The excellent “Gauley Season” plays with the form of a Faulkner classic. Told in the first-person plural, it calls to memory “A Rose for Emily,” with its community voice pitted against a mysterious central figure. In “Gauley Season,” that figure is Kelly Bischoff, a local boy who’s made good in the whitewater rafting business, which is otherwise run by profit-hungry outsiders. Initially the community’s men—mostly out-of-work miners—take a kind of vicarious pride in Kelly’s success:
He showed what our kind could accomplish, if given the chance, in this sly, new world. We could go toe-to-toe, guide with skill, make that money. We were just as good as outsiders, almost equals, we weren’t just white mountain trash. The sting of the rafters’ uneasy looks when we pumped their gas or offered directions—with a few more Kelly Bischoffs, why, all that would end.
Then a figure straight from David Lynch, a high school girl from Maryland, moneyed and seemingly untouchable, drowns; her corpse, still lovely, her hair tangled with leaves, surfaces where “Meadow Creek sloughed mine acid into the Gauley”—the toxic part of the river carefully hidden from tourists. The dead girl undoes Kelly and haunts the men who had admired him. Her name, Amanda, whispers through the story like Laura Palmer’s through Twin Peaks. Characteristically, Null manages to fold in critiques of the mining industry and the Department of Natural Resources without lapsing into the sort of all-caps eco-harangue that mars, say, Jonathan Franzen’s take on mountaintop removal in Freedom.
The one lackluster story in Allegheny Front is also, fortunately, its slightest, both in length and ambition. More anecdote than story, “Rocking Stone” is an eccentric-uncle-who-cried-wolf parable with a weak punch line of an ending. Even here, though, Null’s ability to render violence with startling swiftness is impressive, and the story’s wolf—a gargantuan boulder that can be tipped back and forth without spilling from its perch—is an interesting-enough phenomenon. The piece doesn’t detract from the collection; it simply seems like a bagatelle, couched as it is between stories of such symphonic complexity and power.

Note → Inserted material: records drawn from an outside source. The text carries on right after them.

PR #4321, opened 2020-12-20
spksrc.native-cmake.mk

th0ma7:
_Motivation:_  Some native package requires `cmake` to be built.  New Makefile definitions helpers allows building them easily.  Included in this PR is an example to build `ninja` using `spksrc.native-cmake*.mk` helper files.
_Linked issues:_  #4307

### Checklist

### Important note
The usage of a specific `native/cmake` version is not mandatory as default Debian image already provides one.  In the example provided `ninja` needed an earlier version thus `spksrc.native-cmake-env.mk` helper code make usage of the following:
```
# Use native cmake
DEPENDS += native/cmake
CMAKE_PATH = $(WORK_DIR)/../../../native/cmake/work-native/install/usr/local/bin
ENV += PATH=$(CMAKE_PATH):$$PATH
```
If this PR is being merge, the usage of `native/cmake` within `spksrc.native-cmake*.mk` could in theory be discarded.


hgy59:
@th0ma7 is there a reason not to remove the installed cmake completely (from Dockerfile) and only use native/cmake?
This would keep the *.mk files clean (avoid spksrc.native-cmake*.mk files)

th0ma7:
@hgy59 it all started with the need of having `native/ninja` which in turns needed a `spksrc.native-cmake.mk` so I could build native package using `cmake`.  It turned out that `ninja` also needed a newer version of `cmake` which led to the addition of `native/cmake` as well.

In the end the default Debian `ninja` works great so there is no need for neither `native/ninja` or `native/cmake`.  Althgouh the `spksrc.native-cmake*.mk` can still be of interest.  Question is: what to do about them?

Personally I would (and had done previously):
- remove `native/ninja` and `native/cmake`
- remove references to `native/cmake` in `spksrc.native-cmake*.mk`
- keep the `spksrc.native-cmake*.mk`

But then again, without any examples or usages, is it really worth it?  @ymartin59 was suggesting to just be keeping the PR alive in case we ever need it.

hgy59:
> @ymartin59 was suggesting to just be keeping the PR alive in case we ever need it.

you can create a branch like `native-cmake` in this repo (similar as we have dsm7 branch) and create and merge a PR with the spksrc.native-cmake*.mk files there, so these are not lost.

Issue #4334, opened 2020-12-27
update sshfs of synocli-net


hgy59:
This is a followup of #2661

update sshfs to version 3.x
- depends on cross/libfuse version 3.x
- cross/libfuse version 3.x needs meson build (#4307)

th0ma7:
I have an early prototype where I was able to compile `udev` from systemd-204 (same version as DSM-6) using the toolkit framework with a few modifications.  It applies on top of #4307.

I'll submit a [WIP] PR later today/tomorrow, please consider that code to be of prototype level at this early stage.

PR #4335, opened 2020-12-27
Update to libfuse3

th0ma7:
_Motivation:_  With the upcoming support of meson+ninja it's now possible to update `libfuse` & `sshfs`.
_Linked issues:_  #4334 

### Checklist

### Note
This is in early dev/prototype.  Not to be used as-is.


th0ma7:
@hgy59 so basically what does this do:
1. It download the relevant toolkit (for now I only added `apollolake` 6.x on top of the existing `evansport`)
2. Add compiler & linker flags to add the toolkit headers and libraries (really not satisfied of the code as I'm running from the `cross/` directory where some variables are not available, more of a proof of concept stage)
3. Re-added a `native/glib` in order to have access to `bin/glib-genmarshal`.  So I introduced a `spksrc.native-meson.mk` along with `native/glib` to #4307 (DONE).
3. Compiled `udev` from `systemd`. To do so I have to fully compile `systemd` and that was quite a pain to do...  Probably needs more optimizing and perhaps rearranging the directory structure so it is similar to the one on DSM.  At least, its a proof of concept that it can be compiled.
4. That allows to compile `libfuse` using meson+ninja and linking to `systemd/udev`.
5. Now ready to compile `sshfs` using all of the above points... Currently fails at finding `glib` headers, probably not that an issue (either needs using `ENV` variables or adjusting toolkit variables to add proper includes).

And that is considering that you merge #4307 on top of this.
Builds successfully using `make arch-apollolake-6.2.3` from `cross/fuse` directory.
Currently fails from `cross/sshfs`.

hgy59:
@th0ma7 I propose to keep cross/fuse untouched and to create new cross/fuse3 with libfuse >= 3.x.
This will allow usage of libfuse 2.x for packages that do not support libfuse 3.x (or do not support meson build system)

th0ma7:
@hgy59 I'm having an issue on managing `TOOLKIT*` variables where you might be able to help.

Basically I'm trying to add as build environment-wide accessible variables various TOOLKIT* variables but I just can't figure how to achieve this.  That is why I ended-up "forcing" the tc environment to include tk FLAGS into the `tc_vars.mk` in the first place.

What I've been trying to achieve (ref: https://github.com/SynoCommunity/spksrc/pull/4335/commits/6e51315e5c74e1be8ae5e94c44974b04d3be77c8) is to handle multiple sub-toolkit include path that can be passed as parameters.  Current code-path fails totally as none of the variable gets passed to the toolkit makefiles.

This would allow compiling some of the tools against the toolkit where we see fit instead of rebuilding from the grounds-up.

Help on this would be much appreciated.

cross/systemd/Makefile
```diff
@@ -0,0 +1,59 @@
...
+	# gperf >= 3.1 now uses 'size_t' rather than 'unsigned'
+	$(RUN) sed -i.bak -e "/journald_gperf_lookup/s/unsigned/size_t/" $(WORK_DIR)/$(PKG_DIR)/src/journal/journald-server.h
+	# Modify line after: definition spreads over 2x lines
+	$(RUN) sed -i.bak ":1;/lookup_syscall/{n;s/unsigned int/size_t/;b1}" $(WORK_DIR)/$(PKG_DIR)/src/core/syscall-list.c
+	$(RUN) sed -i.bak -e "/load_fragment_gperf_lookup/s/unsigned/size_t/" $(WORK_DIR)/$(PKG_DIR)/src/core/load-fragment.h
+	$(RUN) sed -i.bak -e "/logind_gperf_lookup/s/unsigned/size_t/" $(WORK_DIR)/$(PKG_DIR)/src/login/logind.h
+	$(RUN) sed -i.bak -e "s/SG_FLAG_LUN_INHIBIT/SG_FLAG_UNUSED_LUN_INHIBIT/g" $(WORK_DIR)/$(PKG_DIR)/src/udev/cdrom_id/cdrom_id.c
+	$(RUN) sed -i.bak -e "/lookup_key/s/unsigned int/size_t/" $(WORK_DIR)/$(PKG_DIR)/src/udev/keymap/keymap.c
+	# include <stdint.h> for missing types for error: unknown type name 'uint32_t' and 'uint8_t'
+	$(RUN) sed -i.bak -e "/mtd-user.h/a\$\\#include <stdint.h>" $(WORK_DIR)/$(PKG_DIR)/src/udev/mtd_probe/mtd_probe.h
```
ymartin59, line 54: Please use framework patch support for easier maintenance and readability: more comments, compare before/after in context, detect upstream changes that may break replacement...

cross/systemd/Makefile
```diff
@@ -0,0 +1,59 @@
+PKG_NAME = systemd
```
ymartin59, line 1: I guess you do not expect to provide "systemd" on its whole on DSM 6 (or 7) but only grab "udev" support as far as I understand. If so, I propose to name it as `cross/systemd-udev` or other relevant postfix to identify concerned subsystem.

ymartin59 (approved):
Great job. This sshfs update is a long waiting delivery and you did progress there. I have some minor improvements request (as usual)

hgy59:
As `libfuse3` and thus `sshfs` package depends on arch-tc specific toolkit, it does not suit in the **generic** synocli-net package.
As we don't want to publish synocli-net for each arch/tc combination, sshfs must be moved from synocli-net into a dedicated package.

cross/systemd/Makefile
th0ma7: This is early work to get something to compile.
This code gets recreated dynamically... I'll see what I can do when I come back on this PR.

cross/systemd/Makefile
th0ma7: agreed, make sense.

th0ma7:
@hgy59 I'm not even sure this is the right approach... Indeed currently it is arch specific using toolkit.  There may be other options, duno yet.  I'll have to put more time on this to confirm a path forward.

th0ma7:
Note to self: it is possible to build fuse3 without udev by passing something like:
```
  - -Dudevrulesdir=/app/etc/udev/rules.d
```
Other potential candidate to look at (or not) `  - -Duseroot=false`.
Info from https://github.com/libfuse/libfuse/issues/668

cross/systemd/Makefile
hgy59: The patched source files are generated with `gperf` and gperf >= 3.1 generates different types than the version in 2013 (we need such an old version of systemd for compatibility).
Therefore the framework patch support is not applicable here.

hgy59:
@th0ma7 I have already rebased this PR to current master and am about to fix some cross compilation issues before pushing.

Will use this (merged) PR for an update of synocli-net.

th0ma7:
@hgy59 this PR is relatively heavy on framework changes.  Are you still using the toolkit part or not anymore as if I recall many changes where on that side of the fence which would then require including all archs toolkit into the loop?

Good thing you where able to rebase it against master :)

hgy59:
> Are you still using the toolkit part

no, the toolkit part is gone. 
I haven't a clue what this was for.
```
REQUIRE_TOOLKIT = 1
TOOLKIT = glib

...

# Force indlude path to toolkit dbus & glib
#ENV += "DBUS_CFLAGS=-I$(TOOLKIT_ROOT)/include/dbus-1.0 -I$(TOOLKIT_ROOT)/lib/dbus-1.0/include"
#ENV += "GLIB_CFLAGS=-I$(TOOLKIT_ROOT)/include/glib-2.0 -I$(TOOLKIT_ROOT)/lib/glib-2.0/include"
```

sshfs3 now uses cross/glib.

hgy59:
@th0ma7 do you have a use case, so we can test that fuse3 works as expected?

th0ma7:
> no, the toolkit part is gone. I haven't a clue what this was for.

This was a failed attempt at using the toolkit glib headers in trying to get libfuse3 to build.  I recall going deep in that rabbit hole then looking into using systemd-udev either by building it or my using the headers from the toolkit.

> sshfs3 now uses cross/glib.

If I recall correctly, the issue was glib being crossed-compiled using [cmake without a toolchain file](https://cmake.org/cmake/help/book/mastering-cmake/chapter/Cross%20Compiling%20With%20CMake.html).  This resulted in bulding the entire glib for the said target arch whereas normally some bits mandatory need to get built for the host arch.  As a result it wasn't possible to build libfuse3 against it and I ended-up trying to build it against the toolkit header files (wich failed as well).

I believe I ended-up fixing that entirely when adding the cmake toolchain file #5280 which in turns now allows building libfuse3 against that said glib which wasn't feasible previously.  That would then mean that all toolkit parts of this PR can be removed entirely.

> do you have a use case, so we can test that fuse3 works as expected?

We could proably find something meaningful using recent sshfs linked against libfuse3?  Although I don't have one that comes to mind.

hgy59:
> That would then mean that all toolkit parts of this PR can be removed entirely.

So it is ok to remove changes in `mk/spksrc.toolkit-flags.mk` (from `TOOLKIT_CFLAGS = -I$(TOOLKIT_ROOT)/include` to EOF)?

This is the only toolkit related change.

_I propose to keep the toolkits added for apollolake_

hgy59:
Successfully tested sshfs 3.7.3 on DS218 (aarch64) with **DSM 6.2.4-25556 Update 6** and on DS218+ (x64) with **DSM 7.1.1-42962 Update 2**.

th0ma7:
> > That would then mean that all toolkit parts of this PR can be removed entirely.
> 
> So it is ok to remove changes in `mk/spksrc.toolkit-flags.mk` (from `TOOLKIT_CFLAGS = -I$(TOOLKIT_ROOT)/include` to EOF)?
> 
> This is the only toolkit related change.

Yes, good to go.  I'll double check through an in-depth review but I believe it is.

> _I propose to keep the toolkits added for apollolake_

good idea.

> Successfully tested sshfs 3.7.3 on DS218 (aarch64) with DSM 6.2.4-25556 Update 6 and on DS218+ (x64) with DSM 7.1.1-42962 Update 2.

This really is awesome!  Woot!  Honestly it's great finding that older pending work can finally becoming to fruition and relevant.  Congrats on this one that took over two year to finally work out  :rocket: 

Proposal:  that you write down how you tested this in the wiki for future reference?

cross/libudev/Makefile
```diff
@@ -0,0 +1,97 @@
...
+CONFIGURE_ARGS += --disable-timedated
+CONFIGURE_ARGS += --disable-localed
+CONFIGURE_ARGS += --disable-coredump
+CONFIGURE_ARGS += --disable-polkit
+CONFIGURE_ARGS += --disable-efi
+CONFIGURE_ARGS += --disable-myhostname
+CONFIGURE_ARGS += --disable-keymap
+CONFIGURE_ARGS += --with-dbuspolicydir=$(INSTALL_PREFIX)/share/dbus-1/system.d
+CONFIGURE_ARGS += --with-dbussessionservicedir=$(INSTALL_PREFIX)/share/dbus-1/services
+CONFIGURE_ARGS += --with-dbussystemservicedir=$(INSTALL_PREFIX)/share/dbus-1/system-services
```
th0ma7, line 69: Opened question: should theses aligne with actual DSM install path and therefore rely on them?

DSM6 (And what about the non-existing ones, probably due to older version in use?) :
```
/usr/share/dbus-1/services
/usr/share/dbus-1/system-services
```
DSM7 (still missing `interfaces` directory):
```
/usr/share/dbus-1/services
/usr/share/dbus-1/system-services
/usr/share/dbus-1/system.d
```

cross/libudev/Makefile
```diff
@@ -0,0 +1,97 @@
+PKG_NAME = libudev
+PKG_REAL_NAME = systemd
+PKG_VERS = 204
```
th0ma7, line 3: Trying to remember why I selected release 204?
1. because this was the minimum version needed for fuse3?
2. because that is the default version for DSM7?
```
# udevadm --version
219
```
3. because that is the default version for DSM6?  `<--- probably it`
```
# udevadm --version
204
```

Question ends-up being, should we align `udev` with DSM releases?  I would believe it would be best?

mk/spksrc.tc.mk
```diff
@@ -77,21 +77,25 @@ else ifeq ($(findstring $(ARCH),$(i686_ARCHS) $(x64_ARCHS)),$(ARCH))
...
-	echo "set(CMAKE_OBJDUMP $(WORK_DIR)/$(TC_TARGET)/bin/$(TC_PREFIX)objdump)" ; \
-	echo "set(CMAKE_RANLIB $(WORK_DIR)/$(TC_TARGET)/bin/$(TC_PREFIX)ranlib)" ; \
-	echo "set(CMAKE_READELF $(WORK_DIR)/$(TC_TARGET)/bin/$(TC_PREFIX)readelf)" ; \
-	echo "set(CMAKE_STRIP $(WORK_DIR)/$(TC_TARGET)/bin/$(TC_PREFIX)strip)" ; \
+	@echo "# define compilers and tools to use" ; \
+	for tool in $(TOOLS) ; \
+	do \
+	  target=$$(echo $${tool} | sed 's/\(.*\):\(.*\)/\1/' | tr [:lower:] [:upper:] ) ; \
+	  source=$$(echo $${tool} | sed 's/\(.*\):\(.*\)/\2/' ) ; \
+	  if [ "$${target}" = "CC" ] ; then \
```
th0ma7, line 89: Good idea to re-use code from `tc_vars:`

th0ma7 (commented):
Besides the udev versions for DSM6 vs DSM7 this looks really good to me.

th0ma7:
@hgy59 related to the build errors, I've double check and from the `evansport` toolkit I can confirm it is also using systemd-219.  So I downloaded the evansport systemd sources from https://archive.synology.com/download/ToolChain/Synology%20NAS%20GPL%20Source/7.0-41890 and there is a `config.h.in` in there that may provide additional options being passed to disable other features.

Further looking around, there is a `SynoBuildConf` directory which includes a `build` file with the following:

```
env \
	CC="${CC}" \
	CXX="${CXX}" \
	LD="${LD}" \
	CFLAGS="${CFLAGS} ${SDKGPL_INCS} -fPIC" \
	LDFLAGS="${LDFLAGS} ${SDKGPL_LIBS} -lrt -lcap -lattr" \
	AR=${AR} \
	STRIP=${STRIP} \
	RANLIB=${RANLIB} \
	NM=${NM} \
	ac_cv_func_malloc_0_nonnull=yes \
	${LD_GC_SECTION_BROKEN} \
	./configure ${ConfigOpt} \
	--enable-largefile \
	--disable-nls \
	--disable-address-sanitizer \
	--disable-undefined-sanitizer \
	--disable-python-devel \
	--disable-dbus \
	--disable-utmp \
	--enable-kmod \
	--disable-xkbcommon \
	--enable-blkid \
	--disable-seccomp \
	--disable-ima \
	--disable-chkconfig \
	--disable-selinux \
	--disable-apparmor \
	--enable-xz \
	--disable-zlib \
	--disable-bzip2 \
	--disable-lz4 \
	--enable-pam \
	--disable-acl \
	--disable-smack \
	--disable-gcrypt \
	--disable-audit \
	--disable-elfutils \
	--disable-libcryptsetup \
	--disable-qrencode \
	--disable-microhttpd \
	--disable-gnutls \
	--disable-libcurl \
	--disable-libidn \
	--disable-libiptc \
	--disable-binfmt \
	--disable-vconsole \
	--disable-bootchart \
	--disable-quotacheck \
	--enable-tmpfiles \
	--disable-sysusers \
	--disable-firstboot \
	--disable-randomseed \
	--disable-backlight \
	--disable-rfkill \
	--enable-logind \
	--disable-machined \
	--disable-importd \
	--disable-hostnamed \
	--disable-timedated \
	--disable-timesyncd \
	--disable-localed \
	--disable-coredump \
	--disable-polkit \
	--disable-resolved \
	--disable-networkd \
	--disable-efi \
	--disable-terminal \
	--disable-kdbus \
	--disable-myhostname \
	--disable-gudev \
	--disable-hwdb \
	--disable-manpages \
	--disable-hibernate \
	--disable-ldconfig \
	--libexecdir=/usr/lib \
	--sysconfdir=/etc \

make ${MAKE_FLAGS}
```
I thought there may be some usefull stuff in there to try out.

cross/libudev/Makefile
hgy59: And version 204 is also on my DS210+ with DSM 5.2

cross/libudev/Makefile
hgy59: > EDIT: Further investigating I believe `interfaces` is restricted to desktop components (e.g. `org.freedesktop.*` , `org.gnome.Shell.*`, `org.kde.*`) and is probably not needed at all.

interfaces directory is not supported/configurable in systemd-219 anymore.

th0ma7: Question really is, currently we are making theses directories to point to the package path, but should it instead point to the system-wide default dbus-1 directories?  While I do not have a definitive answer on this I'd recommend using the system-wide path, similar to openssl certificates.

cross/libudev/Makefile
hgy59: comcerto2k-7.0 builds now with libudev_219 too, but I don't know, wheter systemd 219 or 204 is installed.

th0ma7: I've asked on discord... Might get something from there on our support channel...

In an interview for West Branch Wired, Null spoke of the challenges of writing both short stories and novels. Few, he suggests, can do both with equal skill, and such born short story writers as Flannery O’Connor and John Cheever floundered when they broadened their canvases. One exception, in Null’s opinion, is James Salter, with whom Null shares a penchant for a clipped lyricism that alternates longer sentences with fragments and subject-verb-period constructions. I agree with Null here—Salter’s story collections, Dusk and Last Night, are as moving and well constructed as A Sport and a Pastime and Light Years, his best novels. Null is a young writer, only one novel and one story collection out in the world so far, but based on those two books, his West Virginia world seems as inexhaustible as Faulkner’s Yoknapatawpha County, and he seems poised to join Salter in the pantheon of writers who excel at both short- and long-form fiction.